概要:アプリからメモリを通して受け取った頂点データやプリミティブ(基本的な)3Dデータ(点、線分、三角メッシュなど)を、必要に応じて分割したり変形したりする。(ディスプレイスメント・マッピング(Displacement Mapping)など、Bump Mappingに似ているが見かけ上に陰影をつけるのではなく、実際に形状を変形する)

◆頂点処理(Vertex Processing)

概要:頂点処理に必要なデータリストに変換します。

  • ジオメトリブレンディング(Geometry Blendig) ・・・ 人間の手を曲げる動きに合わせて、肌のMeshの各頂点が関連づけられているボーン(骨格)の方向に応じて、曲げた先の肌meshの頂点の位置情報を算出する処理をするなど。(スキニング(Skinning)と呼ばれる計算)
  • ポイントスプライト(Point Splite) ・・・ ある程度までのサイズの点を描画する。

◆ジオメトリ処理(Geometry Processing)

概要:3D上の座標をカメラが見る2D座標(スクリーン座標)に変換します。

  • カリング処理(Culling) ・・・ 表示されることのない、mesh の裏面を判定し描画から除き処理を軽くするなど
  • クリッピング処理(Clipping) ・・・ 描画範囲を指定する。近すぎるオブジェクトや遠すぎるオブジェクトを描画対象から除き処理を軽くするなど

◆ラスタライズ処理(Rasterize)

概要:ジオメトリ処理で作られた2次元スクリーン座標上のデータを元に、ピクセル単位の2次元画像を出力する。(光源情報や材質情報を反映した色相が計算されたものが生成される)

◆テクスチャ処理

概要:Mesh上に貼り付けるテクスチャのマッピングを行う。

  • テクスチャのラスタリング、フィルタリング処理 ・・・ テクスチャをMesh上に割り当てるときの拡大・縮小等を綺麗に処理するなど。
  • ミップマップ作成(MIP Map) ・・・遠くのオブジェクトと近くのオブジェクとで、同じ解像度のテクスチャを貼り付けるのでなく、遠くのオブジェクトには事前に作成しておいた小さなテクスチャを貼り付けることで、計算速度を上げる処理。(メモリは~1.6倍に程度、使用量が増える)
  • 複数のテクスチャの合成 ・・・ Meshに複数テクスチャが指定されているときの合成を行う。
  • テクスチャリソース管理 ・・・ メモリロード先の自動管理を行う。
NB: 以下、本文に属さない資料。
PR #2502, opened 2020-05-29
[DEV-5252] Elasticsearch sanitization fix

emily-brents:
**Description:**
Removes several characters from the list of characters that we remove from text inputs that are used by the elasticsearch cluster.

**Technical details:**
Removes `^`, `~`, `/`, `!`, and `-` from the list of characters being stripped from the elasticsearch text inputs. `^`, `~`, `/`, and `-` all require escaping to be used in the queries, so they are now being escaped in the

保存先がVRAMかそれ以外か、Cacheされているかの管理等。CacheについてはFILOで古いものから破棄される。

◆ピクセル処理とレンダリング(Pixel Processing&Rendering)

概要:生成される画像への加工を行う。

  • シザーテスト(Scissor Test) ・・・ 出力画面上で、矩形を指定することで、指定された領域(シザー矩形)以外をレンダリング対象外とする
  • 深度バイアス(Z-Bias) ・・・ 同一平面上にあるMesh(例えば「壁」と「壁の上の影」)の描画順序を決める。Z値を決めておくことで、順序を設定できる。
  • ステンシルテスト(Stencil Test) ・・・ 出力画面上で、マスクを指定しておくことで、シザーテストと違い、様々な形状の範囲をレンダリング対象外とすることができる。
  • バンプマッピング(Bump Mapping) ・・・ 法線マップを計算して平面上での凹凸を陰影で表現する。
  • 光線処理(Specular Add) ・・・ 物体に艶があるとして、光源が物体に反射して光源の色が反映されるハイライト処理の反映をする。
  • フォグ処理(Fog) ・・・ 描画対象の物体までの距離から、霧の濃淡を計算してピクセルを変化させる。遠くの物体を表示させないためのクリッピング処理と合わせて処理を軽くしたりできる。
  • アルファブレンド処理 ・・・ ピクセルのαブレンド(透過率を考慮して、各工程で生成された画像同士の合成処理)を行う。